NB this “reality v the real” opposition (which is much more natural in French)
is heavily influenced by surrealism.
[Question
from me: What was Freud doing all this time? If ego psychology was such a
distortion of his work, why didn’t he put a stop to it? BB replies that nobody
really knows the answer to that question, but he notes that during this time
Freud was old, ill and in constant pain, battling cancer since 1922 (the year
of the last major psychoanalytic congress held in Berlin) – perhaps he was
simply unable to intervene in the running of the IPA?]
So: Lacan
goes for the version of the ego found in the early Freud, where it is the
agency responsible for maintaining the barrier
between consciousness and the unconscious, for creating false connections between conscious ideas that mask the links to
unconscious representations.

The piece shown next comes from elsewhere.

Issue #579, opened 2020-09-07
sugestion/discussion for a `contra:` tactic


chdoc:
Being a frequent user of `contra_` lemmas I wonder whether there would be a way to avoid having a separate lemma for every combination of (decidable) predicates (cf. #578), and instead have a tactic `contra:` such that `contra: H` looks at the goal and applies canonical/registered negations to both premise and conclusion of the resulting implication. 

Unfortunately, some predicates can be negated in several ways, e.g. `n <= m` can be negated as `m < n`, `~~ (n <= m)` or even `~(n <= m)` by applying different contra lemmas. So this alone may not solve the problem completely.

This network of false connections is what we call
(conscious) reality.
Hartmann
argued that the ego couldn’t all be false connections,
otherwise our minds would have no natural capacity to coordinate with reality.

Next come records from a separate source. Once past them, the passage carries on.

PR #1149, opened 2024-01-12
Fix typo

ju-sh:
Fix a repetition that looked like a typo.


CohenCyril (approved):
Thanks for fixing typos!

PR #1300, opened 2024-11-27
Generalize eqfun and eqrel to dependent functions

Tragicus:

Generalizes eqfun and eqrel to dependent functions (which will be useful when we will want and be able to put instances on dependent function types). This changes the implicit arguments of `_ =2 _` since now, in `(f =2 g) x y`, `x` appears in the type of `y`.

##### Minimal TODO list

### DIFF
--- a/CHANGELOG_UNRELEASED.md
+++ b/CHANGELOG_UNRELEASED.md
@@ -359,6 +359,9 @@ The format is based on [Keep a Changelog](https://keepachangelog.com/en/1.0.0/).
 	 `Zp_mul_addl`, `Zp_inv_out`
 	 generalized from `'I_p.+1` to `'I_p`.
 
+- in `ssrfun.v`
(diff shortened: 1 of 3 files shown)


CohenCyril:
You could add an `Arguments` directive to preserve the former implicits. I think in this particular case I'd rather put one `_` to omit a redundant argument in the dependent case rather than use `@` and put many `_` in the non-dependent case...

Tragicus:
I can not access `x` to make it explicit without changing the type of `eqrel _ _`, which would break things very hard. https://github.com/coq/coq/issues/13435 seems to imply that this issue is by design (see also [this Zulip thread](https://coq.zulipchat.com/#narrow/channel/237977-Coq-users/topic/.60Set.20Implicit.20Arguments.60.20overrides.20hidden.20arguments/near/484912705))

So there must be a “conflict free zone” in the ego, an area free from false
connections that psychoanalysts should locate and strengthen.
Lacan’s
response is that false connections are ubiquitous and inescapable. It cannot be
a site for any kind of coordination with reality. Therefore the psyche = ego +
something else, an x factor. Aim of
psychoanalysis is to access this x,
which Lacan calls the subject. (Not a
term Freud uses, though close to his “Es” or “id”.)
Lengthy
digression follows on the philosophical roots of all this. BB argues that the
ego psychology tradition is heavily influenced by English empiricist philosophy, in particular John Locke, who was a
central ideologist of the 1688 Whig takeover (aka “Glorious Revolution”). His
notion of a natural faculty of reason, a “common sense”, corresponds to the
“conflict free zone” in the ego.
Freud’s
intellectual influences, in contrast, are from the Scottish Enlightenment – in particular David Hume (who Freud
translated at the age of 23) and Dugald Stewart (who comes up with the notion
of transference and even wrote a book
on the interpretation of dreams!). Hume in particular draws links between
affect, memory and ideas, arguing that affect produces
strong but short-term ideas, while memory creates weaker but longer lasting
ideas.
[There are
other even more bizarre links (not ones Freud was aware of), eg Samuel Taylor Coleridge coming up with the term
“psychoanalysis” in 1805 with reference to Greek mythology, John Keble coming
up with “repression” to describe the functioning of poetry in 1835...]
Lacan draws
out all this background stuff about the relationship of psychoanalysis to
philosophy, science and mathematics – makes it explicit. As for his
philosophical influences, around this time the two prominent ones are Hegel and
Rousseau.
In
particular Rousseau argues that human relationships with objects are no kind of
spur to development out of the “state of nature” – a point echoed by Lacan who
describes object relations as “ineffable and stupid” – what spurs us into
language, reason, memory, culture etc is our faculty of “compassion” combined
with a traumatic encounter with other people, the field of intersubjectivity,
what Rousseau calls the general will
(“volonté générale”).
This
“forcefield” of the general will becomes the Other in
Lacan (in contrast with the “others” that the ego psychologists bother about).
Rousseau in the “Geneva Manuscript” version of The Social Contract explicates
the general will as “the reasoning in the absence of passions of what one can
expect of the other and the other can expect of one”. Replace “expect” with
“demand” or “desire” and the psychoanalytic parallels become clear.